_Listed entries_.

□ □ □

PR #3612, opened 2026-07-27
Move .go-version into toolchain directive

satoqz:
## Description

Remove `.go-version` and use the `toolchain` directive of `go.mod` instead.

## Rationale

Use features natively provided by Go where possible. Also gets rid of a top-level file.

## Acknowledgements

       also allowed.


wslabosz-reply (dismissed):

cipherboy:
@satoqz Correct me if I'm wrong, but isn't the reason why we have two files is so that the `go.mod` we ship builds with our _oldest_ supported toolchain and `.go-version` is always the _newest_ toolchain?

satoqz:
@cipherboy `go.mod` has both the `go` and the `toolchain` directives for the same reason.

From https://go.dev/ref/mod#go-mod-file-toolchain:

> A go directive indicates that a module was written assuming the semantics of a given version of Go. The version must be a valid [Go version](https://go.dev/doc/toolchain#version), such as 1.14, 1.21rc1, or 1.23.0.

and

> A toolchain directive declares a suggested Go toolchain to use with a module. The suggested Go toolchain’s version cannot be less than the required Go version declared in the go directive.

Notably, the `go` directive never referenced a toolchain. It instead references the _minimum version of the language_ which only coincides with official Go toolchain versioning.

The `toolchain` directive instead is a fixed-point version of a concrete Go toolchain to install. This is effectively our `/.go-version`, +/- auto toolchain installation if `GOTOOLCHAIN=auto`.

cipherboy:
> The `toolchain` directive instead is a fixed-point version of a concrete Go toolchain to install. This is effectively our `/.go-version`, +/- auto toolchain installation if `GOTOOLCHAIN=auto`.

It looks like Fedora uses `GOTOOLCHAIN=local` -- https://developer.fedoraproject.org/tech/languages/go/go-installation.html 

So I think we should be fine to drop it. We should add it as another breaking change, though, for packagers. I think it'll impact GitLab (fyi @fcat).

satoqz:
Yes, I would be rather surprised about any distributions that don't set `GOTOOLCHAIN=local` or enforce this otherwise. If they don't, their packaging process is broken and any issues are entirely not on us, IMHO.

[GitLab seems fine](https://gitlab.com/gitlab-org/build/CNG/-/blob/master/gitlab-openbao/Dockerfile.build.ubi).

satoqz:
@cipherboy I've added a changelog callout though as `release-note:change`.

satoqz:
Hmm: 

> For reproducibility, the go command writes its own toolchain name in a toolchain line any time it is updating the go version in the go.mod file (usually during go get).

I think this will be bad for backports via something like `scripts/backport-deps.sh`, e.g., if the release branch still builds with an earlier minor version.

Closing, all in all I've convinced myself that it's not worth it. It would be nice to simply move the metadata into one file, but seems the Go team decided to add unnecessary baggage to the directive.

□ □ □

_What you will do_.
Precisely as given, transcribe all of the entries above.

_Exercise result_.
PR #3612, opened 2026-07-27
Move .go-version into toolchain directive

satoqz:
## Description

Remove `.go-version` and use the `toolchain` directive of `go.mod` instead.

## Rationale

Use features natively provided by Go where possible. Also gets rid of a top-level file.

## Acknowledgements

       also allowed.


wslabosz-reply (dismissed):

cipherboy:
@satoqz Correct me if I'm wrong, but isn't the reason why we have two files is so that the `go.mod` we ship builds with our _oldest_ supported toolchain and `.go-version` is always the _newest_ toolchain?

satoqz:
@cipherboy `go.mod` has both the `go` and the `toolchain` directives for the same reason.

From https://go.dev/ref/mod#go-mod-file-toolchain:

> A go directive indicates that a module was written assuming the semantics of a given version of Go. The version must be a valid [Go version](https://go.dev/doc/toolchain#version), such as 1.14, 1.21rc1, or 1.23.0.

and

> A toolchain directive declares a suggested Go toolchain to use with a module. The suggested Go toolchain’s version cannot be less than the required Go version declared in the go directive.

Notably, the `go` directive never referenced a toolchain. It instead references the _minimum version of the language_ which only coincides with official Go toolchain versioning.

The `toolchain` directive instead is a fixed-point version of a concrete Go toolchain to install. This is effectively our `/.go-version`, +/- auto toolchain installation if `GOTOOLCHAIN=auto`.

cipherboy:
> The `toolchain` directive instead is a fixed-point version of a concrete Go toolchain to install. This is effectively our `/.go-version`, +/- auto toolchain installation if `GOTOOLCHAIN=auto`.

It looks like Fedora uses `GOTOOLCHAIN=local` -- https://developer.fedoraproject.org/tech/languages/go/go-installation.html 

So I think we should be fine to drop it. We should add it as another breaking change, though, for packagers. I think it'll impact GitLab (fyi @fcat).

satoqz:
Yes, I would be rather surprised about any distributions that don't set `GOTOOLCHAIN=local` or enforce this otherwise. If they don't, their packaging process is broken and any issues are entirely not on us, IMHO.

[GitLab seems fine](https://gitlab.com/gitlab-org/build/CNG/-/blob/master/gitlab-openbao/Dockerfile.build.ubi).

satoqz:
@cipherboy I've added a changelog callout though as `release-note:change`.

satoqz:
Hmm: 

> For reproducibility, the go command writes its own toolchain name in a toolchain line any time it is updating the go version in the go.mod file (usually during go get).

I think this will be bad for backports via something like `scripts/backport-deps.sh`, e.g., if the release branch still builds with an earlier minor version.

Closing, all in all I've convinced myself that it's not worth it. It would be nice to simply move the metadata into one file, but seems the Go team decided to add unnecessary baggage to the directive.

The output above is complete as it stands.